– Уже проснулись, ваша светлость? Как чувствуете себя сегодня?
– Мерзко, – выдавил из себя Ломтев, и это слово подходило и к звуку его собственного голоса. Почти шепот, то ли скрежет, то ли скрип. Голос был определенно не его.
Ваша светлость? Значит, все-таки князь, ведь вроде бы именно так полагается обращаться к князьям, если он ничего не перепутал. Или над ним просто издеваются?
– Это не мудрено, – а вот голос его собеседника был гулкий, мощный, хотя и чуточку грубоватый. Судя по этому, и по примерным очертаниям, которые удалось уловить Ломтеву его новым расфокусированным зрением, человек был довольно крупным. если не сказать, огромным. – Так оно и бывает после плохих дней, а вчера у вас был плохой день. Худший из тех, что я видел, ваша светлость.
– А что случилось?
– А вы не помните, ваша светлость?
– Если бы помнил, – прохрипел Ломтев. – Я бы не спрашивал.
– Дык это, – Ломтев этого не видел, но каким-то образом отчетливо почувствовал, что детина почесал в затылке, раздумывая, стоит ли об этом говорить или нет, если он не хочет спровоцировать новый плохой день. – Внука-то вашего давеча застрелили, ваша светлость. Петеньку, значится. Наши соболезнования вам.
Внука?
Ломтеву обещали тело сорокалетнего князя, вряд ли у того могли быть внуки, достигшие того возраста, в котором в них начинают стрелять. Хотя, может быть, тут стреляют и в детей.
– Мне жаль, – сказал детина, неправильно истолковав причину его молчания.
Ломтев не скорбел. На чьего-то там внука ему было совершенно наплевать.
– Ничего не вижу, – сказал он.
– Так и это не мудрено, ваша светлость, – засуетился детина. – Сей момент, я только очки найду.
Очки.
Причина неважного зрения оказалась вовсе не в перехода, таково было свойство доставшегося ему тела. Что ж, возможно, очки помогут прояснить и остальное.
Если детина их найдет, конечно.
Нашел.
Сначала пытался подать Ломтеву, а потом, аккуратно, словно обращаясь с очень хрупкой и очень ценной вещью, нацепил их Ломтеву на нос.
Зрение прояснилось. Предметы обрели четкость, хотя и стали чуть дальше и меньше.
Первым делом Ломтев посмотрел на своего собеседника.

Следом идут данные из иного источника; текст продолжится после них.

PR #1196, opened 2022-01-24
DR-1995 Delete Google Projects on snapshot and dataset delete

myessail:


src/main/java/bio/terra/service/resourcemanagement/google/GoogleResourceDao.java
```diff
@@ -255,6 +260,30 @@ private GoogleProjectResource retrieveProjectBy(String sql, MapSqlParameterSourc
                 .googleProjectNumber(rs.getString("google_project_number")));
   }
 
+  @Transactional(
+      propagation = Propagation.REQUIRED,
+      isolation = Isolation.SERIALIZABLE,
+      readOnly = true)
+  public Integer countSnapshotsUsingProject(UUID googleProjectId) {
```
pshapiro4broad: One overall comment, it looks like this code should use `int` not `Integer` for these results, as the code eventually converts them to `int`. so it's assuming that they are non-null.

In some cases we have code that checks for a null result from SQL `COUNT` and throws `CorruptMetadataException` which you could do if you like. IMO letting the code throw a NPE is fine in this case. (See `DataStorageAccountDao.datasetStorageAccountLinkExists()`)

src/main/java/bio/terra/service/dataset/flight/delete/DatasetDeleteFlight.java
```diff
@@ -74,6 +74,7 @@ public DatasetDeleteFlight(FlightMap inputParameters, Object applicationContext)
     }
     if (platform.isGcp()) {
       // TODO: Do this check for Azure datasets
+      addStep(new DeleteDatasetStoreProjectIdStep(datasetId, datasetService));
```
nmalfroy, line 76: Just checking: should this happen before or after then next step (validation)?

src/main/java/bio/terra/service/resourcemanagement/google/GoogleResourceDao.java
```diff
@@ -196,22 +196,27 @@ public void deleteProject(UUID id) {
...
     return projectIds;
   }
 
+  @Transactional(propagation = Propagation.REQUIRED, isolation = Isolation.SERIALIZABLE)
+  public void markProjectsForDelete(List<UUID> projectIds) {
+    MapSqlParameterSource markParams =
+        new MapSqlParameterSource().addValue("project_ids", projectIds);
+
+    final String sqlMarkProjects =
+        "UPDATE project_resource SET marked_for_delete = true" + " WHERE id IN (:project_ids)";
```
nmalfroy: I know you're just moving code around but I think the string concatenations can be removed...these are remnants of switching to google code style

src/main/java/bio/terra/service/resourcemanagement/google/GoogleResourceDao.java
nmalfroy: I disagree here (not with having this return an `int` but with the NPE)...NPEs should be avoided.  Especially when it's from trying to cast to a primitive.  Those are notorious red herrings and make you lose time in debugging and provide not very useful error messages I find

nmalfroy (commented):
This looks great!  I just had one question about step order

src/main/java/bio/terra/service/dataset/flight/DatasetWorkingMapKeys.java
```diff
@@ -12,4 +12,5 @@ private DatasetWorkingMapKeys() {}
   public static final String PROJECT_RESOURCE_ID = "projectResourceId";
   public static final String APPLICATION_DEPLOYMENT_RESOURCE_ID = "applicationDeploymentResourceId";
   public static final String STORAGE_ACCOUNT_RESOURCE_ID = "storageAccountResourceId";
+  public static final String DATASET_PROJECT_ID = "datasetProjectId";
```
snf2ye: I was about to suggest renaming this, and then realized there is already a variable of that name! Can we reuse "PROJECT_RESOURCE_ID"?

Thoughts behind rename: Given the confusion over the google project vs. project resource, I think it would be good to clarify which this is referring to in the name of the variable. I also think we can drop "Dataset" since it's in the DatasetWorkingMapKeys. So, I'd suggest renaming this to: "PROJECT_RESOURCE_ID".

src/main/java/bio/terra/service/snapshot/flight/SnapshotWorkingMapKeys.java
```diff
@@ -18,4 +18,5 @@ private SnapshotWorkingMapKeys() {}
   public static final String SNAPSHOT_EXPORT_BUCKET = "snapshotExportBucket";
   public static final String SNAPSHOT_EXPORT_PARQUET_PATHS = "snapshotExportParquetPaths";
   public static final String SNAPSHOT_EXPORT_MANIFEST_PATH = "snapshotExportManifestPath";
+  public static final String SNAPSHOT_PROJECT_ID = "snapshotProjectIdList";
```
snf2ye: It looks like this also already has PROJECT_RESOURCE_ID!

src/main/java/bio/terra/service/dataset/flight/delete/DatasetDeleteFlight.java
snf2ye: This just stores the project resource id, it should be fine to do it here. But, can we move that comment on the line before this step to stay before the DeleteDatasetGcpValidateStep? 
```suggestion
      addStep(new DeleteDatasetStoreProjectIdStep(datasetId, datasetService));
      // TODO: Do this check for Azure datasets
```

src/main/java/bio/terra/service/dataset/flight/delete/DatasetDeleteFlight.java
```diff
@@ -114,6 +115,14 @@ public DatasetDeleteFlight(FlightMap inputParameters, Object applicationContext)
     }
     addStep(new DeleteDatasetMetadataStep(datasetDao, datasetId));
     addStep(new DeleteDatasetAuthzResource(iamClient, datasetId, userReq));
+
+    // delete dataset project
+    if (platform.isGcp()) {
+      addStep(new DeleteDatasetMarkProjectStep(resourceService, datasetId, datasetService));
```
snf2ye, line 121: Ok - I've always been a bit confused about the "marked_for_delete" field, but it doesn't look like we're actually using it in this flight. Can we just remove it?

src/test/java/bio/terra/service/snapshot/SnapshotConnectedTest.java
```diff
@@ -298,6 +302,48 @@ public void testDeleteRecreateSnapshot() throws Exception {
...
+    // delete snapshot
+    connectedOperations.deleteTestSnapshot(snapshotModel.getId());
+    connectedOperations.getSnapshotExpectError(snapshotModel.getId(), HttpStatus.NOT_FOUND);
+
+    // check that google project doesn't exist
+    Assert.assertEquals(
+        LifecycleState.DELETE_REQUESTED.toString(),
+        googleResourceManagerService.getProject(googleProjectId).getLifecycleState());
+  }
+
```
snf2ye, line 346: I like how you added comments and cleanly separated the different sections - makes it easy to read!

snf2ye (commented):
I think we're missing one piece here - we also need to handle a special case: 
If a user used a different billing profile to ingest data than the dataset's default billing profile, then the bucket has its own google project. We should also delete this project on dataset delete. 
I think it'd be fine to break this out into its own ticket. Thoughts, @nmalfroy?

nmalfroy:
Oh shoot, that's right, I always forget about that.  That's a good point.  We're going to need to support that too.  That's likely an easier case since I don't think those projects would get shared at all.  It's basically only for dataset deletes.  Once you've verified that the dataset's main project is good to be deleted, rather than just deleting the main project, you can, I think, safely delete all projects associated with the dataset.  Might want to just try an ingest locally that uses a different billing ID to check how it gets recorded

snf2ye (approved):
LGTM - nice work!

src/main/java/bio/terra/service/resourcemanagement/ResourceService.java
```diff
@@ -509,6 +509,10 @@ public void revokePoliciesBqJobUser(String dataProject, Collection<String> polic
     return projectService.markUnusedProjectsForDelete(profileId);
   }
 
+  public void markProjectsForDelete(List<UUID> projectIds) {
+    projectService.markProjectsForDelete(projectIds);
+  }
+
```
snf2ye, line 515: Can we remove this and the other markProjectsForDelete() methods since we've removed the step?

snf2ye: (well, revert it back to the original state, since the billing profile delete still needs the original method)

snf2ye: Nevermind - since removing this breaks everything, let's keep it.

nmalfroy (approved):
looks great!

Крупный, как он и раньше догадывался, парень, одетый в свободного кроя серую униформу. Русые волосы, аккуратно подстриженная борода, рост около двух метров, так, на взгляд, телосложение, как у медведя… На вид, лет тридцать-тридцать пять. Кто он? Слуга? Камердинер? Как это вообще называется?
Ломтев не помнил.
Он поднес к лицу свою трясущуюся руку. Тощая, поросшая бурыми волосами, обвисшую кожу усеивают коричневые старческие пятна… Нет, никак не сорок лет. Даже рок-звезды, выбирающие исключительно секс, наркотики и рок-н-ролл, в сорок лет выглядят получше.
– Зеркало, – потребовал Ломтев.
– Сей момент, ваша светлость, – детина порылся в прикроватной тумбочке и вручил Ломтеву маленькое зеркальце в металлической окантовке.
После того, как Ломтев посмотрел на свою руку, открывшееся зрелище не стало для него большим сюрпризом. В зеркальце умещалось не все и сразу, но масштаб катастрофы оценить было можно.
Худой обтянутый кожей череп, покрытый копной седых волос, от лба к затылку идут две залысины. Морщины, старческие пятна, какой-то застарелый шрам на правой щеке… Борода, тоже седая и нечесаная. Усы, как часть того же ансамбля…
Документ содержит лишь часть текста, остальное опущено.